Age-Based Hostile Work Environment/Constructive Discharge Claim Dismissed; Alleged Discriminatory Comments Occurred 10 Months Before Resignation

In Walsh v. HNTB Corporation, 2023 WL 8851163 (D.Mass. Dec. 21, 2023), the court, inter alia, granted defendant’s motion for summary judgment on plaintiff’s claim of hostile work environment and constructive discharge (on the basis of age discrimination) in violation of the Age Discrimination in Employment Act.

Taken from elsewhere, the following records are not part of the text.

PR #373, opened 2020-05-22
Add unified release pipeline for NuGet packages (Windows)

djee-ms:
Add a unified release pipeline for producing NuGet packages for Windows release. In a first stage, the pipeline compiles `libmrwebrtc` from sources, then all build variants (platform/arch/config) of the native library `mrwebrtc`, as well as the C# library. Once building is successful, a second stage signs all DLLs and generate NuGet packages, then sign them. A third stage then run some tests on those final NuGet packages.


djee-ms:
Notes:
- Testing should be expanded to ensure NuGet packages are well-formed and useable, but this can be incrementally added on top of this change.
-  Currently there is no automated publishing to nuget.org because ADO doesn't support gates in multi-stage build pipelines (manual confirmation from maintainer before publishing). So publishing should be done manually instead by downloading the pipeline artifacts (4 packages) and uploading to nuget.org.

tools/ci/templates/jobs-cslib-release-build.yaml
```diff
@@ -0,0 +1,72 @@
...
+  #       workingDirectory: 'tests/Microsoft.MixedReality.WebRTC.Tests/'
+
+  # # Run tests (Win32-x64-buildConfig)
+  # - ${{ if eq(parameters.withTesting, 'true') }}:
+  #   - task: VSTest@2
+  #     displayName: 'C# Testing (mrwebrtc Win32-x64-${{parameters.buildConfig}} / C# ${{parameters.buildConfig}})'
+  #     inputs:
+  #       testAssemblyVer2: 'Microsoft.MixedReality.WebRTC.Tests.dll'
+  #       searchFolder: 'bin/netstandard2.0/${{parameters.buildConfig}}'
+  #       runOnlyImpactedTests: false
```
fibann, line 57: Delete?

djee-ms: Yes that needs to move to the testing stage. I left it for easy copy/paste.

tools/ci/templates/jobs-mrwebrtc-release-build.yaml
```diff
@@ -0,0 +1,190 @@
+# Copyright (c) Microsoft Corporation.
```
fibann, line 1: What's the difference between jobs-cpp.yaml and this file?

fibann: Looking at them side by side it seems that jobs-cpp uses the NuGets for webrtc-uwp, while this builds from source. Is there a reason to have these as separate jobs sequences, or can we merge them (or at least extract common steps in templates)

tools/nuget/Desktop/Microsoft.MixedReality.WebRTC.Native.Desktop.props
```diff
@@ -0,0 +1,21 @@
+<?xml version="1.0" encoding="utf-8"?>
+<Project xmlns="http://schemas.microsoft.com/developer/msbuild/2003">
+    <ItemDefinitionGroup>
+        <ClCompile>
+            <LanguageStandard>stdcpp14</LanguageStandard>
```
fibann, line 5: What does this do?

tools/ci/templates/jobs-mrwebrtc-release-build.yaml
djee-ms: `jobs-cpp` builds for CI. We should probably try to merge some parts where possible, but I wanted to get that PR out so at least we have something working, and we can improve after.

tools/nuget/Desktop/Microsoft.MixedReality.WebRTC.Native.Desktop.props
djee-ms: Taken offline: good catch, not needed since we now expose a pure C API so are not relying on any C++ standard feature.

djee-ms: Fixed.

This decision teaches that the timing of allegedly discriminatory comments, in addition to their content, is a pertinent factor in the analysis.

From the decision:

Walsh also contends that she was constructively discharged as a result of an abusive workplace environment. As evidence, she cites: 1) comments by Vealey that she could “be replaced by younger, cheaper people” and that the company was “not getting its return investment” on her, 2) Clark refused to provide her with information on why her performance was purportedly lackluster and later told her to “shut up” and “stop asking” and 3) Clark told her that “she barely improved enough to get off the PIP.” HNTB responds that Walsh’s evidence amounts to stray comments and, in any event, occurred 10 months or more prior to her resignation. To establish a claim of constructive discharge plaintiff needs to adduce evidence of conditions “so onerous, abusive, or unpleasant” that a reasonable person would have felt compelled to resign. The Court notes that there is conflicting evidence as to when Vealey and Clark actually supervised plaintiff but, even attributing the offending remarks to her supervisor at the time, she has not supported a claim for constructive discharge on the theory of a hostile workplace based on the current record. Vealey’s purported comment that Walsh could “be replaced by younger, cheaper people” and that the company was “not getting its return investment” on her may indeed evince age-related animus. Clark’s comments, which included telling plaintiff to “shut up”, were certainly rude, intended to reflect frustration with Walsh and could be interpreted as contributing to establish a hostile workplace. The fact that these comments were made 10 months or more prior to plaintiff’s decision to resign, however, severely undermines plaintiff’s assertion that the workplace environment was so hostile that she has no real choice but to resign.

The court concluded that “[t]he temporal distance between those comments and the date of plaintiff’s resignation suggests that plaintiff had the choice to resign and chose to stay.”